The only explanation for the ridiculously low price to earnings ratio of Apple Inc. (NASDAQ:AAPL) is that analysts are living in some sort of fairly tale. Perhaps they have all taken a bite of Snow White’s apple and there are not any princes who wish to kiss them.
Compare Apple with Microsoft
Apple Inc. (NASDAQ:AAPL) is a company that manufactures much loved products and has an enviable history of coming up with innovative new products. Microsoft Corporation (NASDAQ:MSFT) is a company whose products are mostly tolerated by their users and the company has a long history of developing products that are total flops.
Apple makes products that people want to buy. People want to find alternatives to most Microsoft products.
So why does Microsoft trade at a price to earnings ratio of 15.83 and Apple Inc. (NASDAQ:AAPL) only trade at a P/E ratio of only 9.56?
Consider that Microsoft is expected to see 5 year earnings growth of 9.03% per year. While, Apple’s earnings are expected to grow at rate of 18.98% per year over the same period of time.
How does a company with an expected annual earnings growth of 18.98% rate a P/E ratio of only 9.56? Shouldn’t Apple have at least the same P/E ratio as Microsoft? That would price Apple’s shares at well above its all-time high of $702. So why is Apple Inc. (NASDAQ:AAPL) stock receiving so little love?
The media is to blame
Apple’s biggest problem is that it grew to be the champion of its industry and news stories about a champion’s demise sell more advertising. Fear always attracts more attention than positive news.
Media reports general state that Apple’s share price is near 52 week lows and is down 40% from its all-time high. The media seldom mentions that Apple’s stock was near $90 at the market’s bottom in 2009. That gives Apple a 4 year gain of 370%. Looking back to 2003, Apple Inc. (NASDAQ:AAPL) traded at $6.60. Providing investors with a ten year price gain of 6,300%. This represents a significantly different news angle.
Now nobody expects Apple to repeat that amazing performance. However, an 18.98% annual earnings growth should reasonably be expected to lead to a matching growth of the share price if this fairy tale told more truth.
Teen survey tells the truth
The most telling statistic regarding Apple Inc. (NASDAQ:AAPL) comes from a study recently issued by Piper Jaffry. The study was a survey of 4,800 teens. 1,600 of the teens were from affluent households and 3,200 came from average income households.

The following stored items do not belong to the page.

PR #398, opened 2026-03-10
Improved translate test logging

CharlesKrop:
Fixed a bug that was incorrectly computing the number of changing points (points that differed between the reference in and out files).

Added a few lines that compute the number of changing columns and failing columns.

Updated the translate test print to show report these new values, and ensure that all are shown on the by the pytest short summary.

### DIFF
--- a/ndsl/testing/comparison.py
+++ b/ndsl/testing/comparison.py
@@ -368,7 +368,7 @@ class MultiModalFloatMetric(BaseMetric):
             )
             report_local_failures = f"changing grid points: {bad_indices_count}/{self.number_changing_values} - {failures_of_changing_gridpoint_pct}%; changing columns: {bad_column_count}/{total_column_count} - {bad_column_pct}%; all grid points: {bad_indices_count}/{full_count} - {failures_of_all_grid_points_pct}%\n"
         else:
-            report_local_failures = "Something went wrong when calculating statistics one line print, see log for raw data.\n"
+            report_local_failures = f"all grid points: {bad_indices_count}/{full_count} - {failures_of_all_grid_points_pct}%\n"
         report = [
             f"{report_local_failures}"
             f"Index   Computed   Reference   "
--- a/ndsl/testing/comparison.py
+++ b/ndsl/testing/comparison.py
@@ -260,11 +260,11 @@ class MultiModalFloatMetric(BaseMetric):
         # We might have sliced outputs in the translate test. Rather than funnel the slicing
         # all the way down, we bail out if we can measure input vs reference
         if input_values is not None and input_values.shape == reference_values.shape:
-            self.number_changing_values = (
-                (input_values != reference_values).sum()
-            )
+            self.number_changing_values = (input_values != reference_values).sum()
             if len(input_values.shape) == 3:
-                self.changing_column_map = (input_values != reference_values).any(axis=2)
+                self.changing_column_map = (input_values != reference_values).any(
+                    axis=2
+                )
             else:
                 self.changing_column_map = np.nan
         else:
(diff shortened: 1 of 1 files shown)


ndsl/testing/comparison.py
```diff
@@ -260,11 +260,16 @@ def __init__(
         # We might have sliced outputs in the translate test. Rather than funnel the slicing
         # all the way down, we bail out if we can measure input vs reference
         if input_values is not None and input_values.shape == reference_values.shape:
-            self.number_changing_values = (
-                (input_values != reference_values).flatten().shape[0]
-            )
+            self.number_changing_values = (input_values != reference_values).sum()
+            if len(input_values.shape) == 3:
```
FlorianDeconinck, line 265: `>=3` ? Technically any data dimensions is just another dimension on top of the grid and we could report column per tracers/radiation bands that way.,

ndsl/testing/comparison.py
```diff
@@ -260,11 +260,16 @@ def __init__(
...
+                self.changing_column_map = (input_values != reference_values).any(
+                    axis=2
+                )
+            else:
+                self.changing_column_map = np.nan
```
FlorianDeconinck: `None`?

ndsl/testing/comparison.py
```diff
@@ -346,12 +366,11 @@ def report(self, file_path: str | None = None) -> list[str]:
             failures_of_changing_gridpoint_pct = round(
                 100.0 * (bad_indices_count / self.number_changing_values), 2
             )
-            report_local_failures = f"Failures (changing grid points) ({bad_indices_count}/{self.number_changing_values}) ({failures_of_changing_gridpoint_pct}%)\n"
+            report_local_failures = f"changing grid points: {bad_indices_count}/{self.number_changing_values} - {failures_of_changing_gridpoint_pct}%; changing columns: {bad_column_count}/{total_column_count} - {bad_column_pct}%; all grid points: {bad_indices_count}/{full_count} - {failures_of_all_grid_points_pct}%\n"
```
FlorianDeconinck: Can we shorten this since it's a one liner
```
Failures (points #, column #, grid #): #,% |  #,% |  #,%
```
or something?

ndsl/testing/comparison.py
```diff
@@ -338,6 +343,21 @@ def report(self, file_path: str | None = None) -> list[str]:
...
         bad_indices_count = len(failed_indices[0])
+        if self.changing_column_map is not None:
+            if self.success.ndim == 3:
+                bad_column_count = (
+                    np.logical_not(self.success).any(axis=2) & self.changing_column_map
+                ).sum()
+                total_column_count = self.changing_column_map.sum()
+                bad_column_pct = round(bad_column_count / total_column_count * 100, 2)
+            else:
+                bad_column_count = np.nan
```
FlorianDeconinck: I think we want to prefer `None` rather than `nan` which would point to an actual computation. The use of `NaN` as a neutral value by the domain scientists is not a good idea

FlorianDeconinck (changes requested):
Looking good - maybe try a few different messages to shorten it? This is an expert system, we don't necessarily needs to be as verbose  as I made it in the past

FlorianDeconinck:
Another thought: if "changed" grid points == "all", maybe print only of?

ndsl/testing/comparison.py
CharlesKrop: this is true, but I don't have a good test case at the moment. I know I could make one, but I don't have time right now. I would rather get this in for 3d and come back to it when we need it for 4d, but if you want to wait I can figure it out next week

CharlesKrop: I also think 4d might be a bit much for one line prints anyway. if we have 23 tracers at c24 (assuming 50% are changing in the code) then saying you failed X/6500 columns isn't particularly useful. IMO it needs to be broken down by tracer, either for columns or you give a "failing tracer" count instead of failing column.

either way, I think its something that requires more thought and is deserving of its own feature/PR.

we've also never had a desire for this hypothetical feature I just dreamed up, I would argue because 1. tracers are rare and 2. when we do hit them its easy enough to just open up the netcdf and flip through since it doesn't happen particularly often

all that said I'm happy to come back, think more about it, and build it when we find a need for it

CharlesKrop:
I think there is value to printing both changing points and all points, even when they are the same. It hardly adds any clutter (in fact, I would argue keeping the print the same for all cases makes it easier to read) and  it makes it easy to recognize that all points actually change.

particularly useful since - when there is no input data to compute changing points, I only print failures of all grid points. I want to keep those two prints fairly distinct so they can be distinguished

ndsl/testing/comparison.py
FlorianDeconinck: Sounds good - please add justification in a comment in code

FlorianDeconinck (approved):
Lint + small comment to verobose intent then you can merge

Of these teens, 48% already own an iPhone and 62% plan on making an iPhone their next smartphone purchase. Additionally, 51% of the teens own tablets with 68% of those tablets being iPads. Of the 17% of teens who plan to buy a tablet in the next 6 months, 68% plan to buy an iPad.

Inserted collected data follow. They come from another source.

PR #402, opened 2026-03-18
Improved data_loader

CharlesKrop:
Tiny PR adding ability for data_loader to auto-detect current savepoint index in the netcdf. Needed for some newer translate tests where the existing translate test systems fail to load 4D variables. No changes to existing code, previous uses of data_loader should be unaffected.

### DIFF
--- a/ndsl/stencils/testing/savepoint.py
+++ b/ndsl/stencils/testing/savepoint.py
@@ -25,19 +25,19 @@ class DataLoader:
     def __init__(self, rank: int, data_path: Path, i_call: int) -> None:
         self._data_path = data_path
         self._rank = rank
-        self.i_call = i_call
+        self._i_call = i_call
 
     def load(
         self,
         name: str,
         postfix: str = "",
-        i_call: int = 0,
+        use_dynamic_i_call: bool = False,
     ) -> dict[str, np.ndarray | float | int]:
+        call_index = self._i_call if use_dynamic_i_call else 0
         return dataset_to_dict(
             xr.open_dataset(self._data_path / f"{name}{postfix}.nc")
             .isel(rank=self._rank)
-            .isel(savepoint=i_call)
-        )
+            .isel(savepoint=call_index))
 
 
 class Translate(Protocol):
--- a/ndsl/stencils/testing/savepoint.py
+++ b/ndsl/stencils/testing/savepoint.py
@@ -22,9 +22,10 @@ def _process_if_scalar(value: np.ndarray) -> np.ndarray | float | int:
 
 
 class DataLoader:
-    def __init__(self, rank: int, data_path: Path) -> None:
+    def __init__(self, rank: int, data_path: Path, i_call: int) -> None:
         self._data_path = data_path
         self._rank = rank
+        self.i_call = i_call
 
     def load(
         self,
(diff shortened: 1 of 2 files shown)


ndsl/stencils/testing/savepoint.py
FlorianDeconinck: Remove `i_call` in parameters and use `self.i_call`

FlorianDeconinck (changes requested):

ndsl/stencils/testing/savepoint.py
CharlesKrop: if I do that it breaks loads where there aren't save points (e.g. constant files)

So forget all those advertising campaigns from Samsung and Google that denigrate the iPhone. Forget all the media headlines about the latest iPhone killer. iOS devices are still the hottest technology.
Questions to expand the truth
The truth beyond the numbers can be a very subjective thing. So ask yourself these questions to develop your own opinion of the strength of Apple’s business.
Do you think Apple’s current customers are going to change to another manufacturer’s device over a feature or two?
Or, would most of Apple’s customer’s rather buy more iOS devices?
Does Apple need to make the greatest product in every way or is a simply great product good enough?
Is the cross platform experience just as important as the features of the devices?
How likely are people familiar and happy with a technology to switch to something new?
Do customers really want to change platforms and have to purchase new apps and software?
If Apple’s computers cost the same price as Windows computers, would any Apple owners buy a Windows computer? Would anybody?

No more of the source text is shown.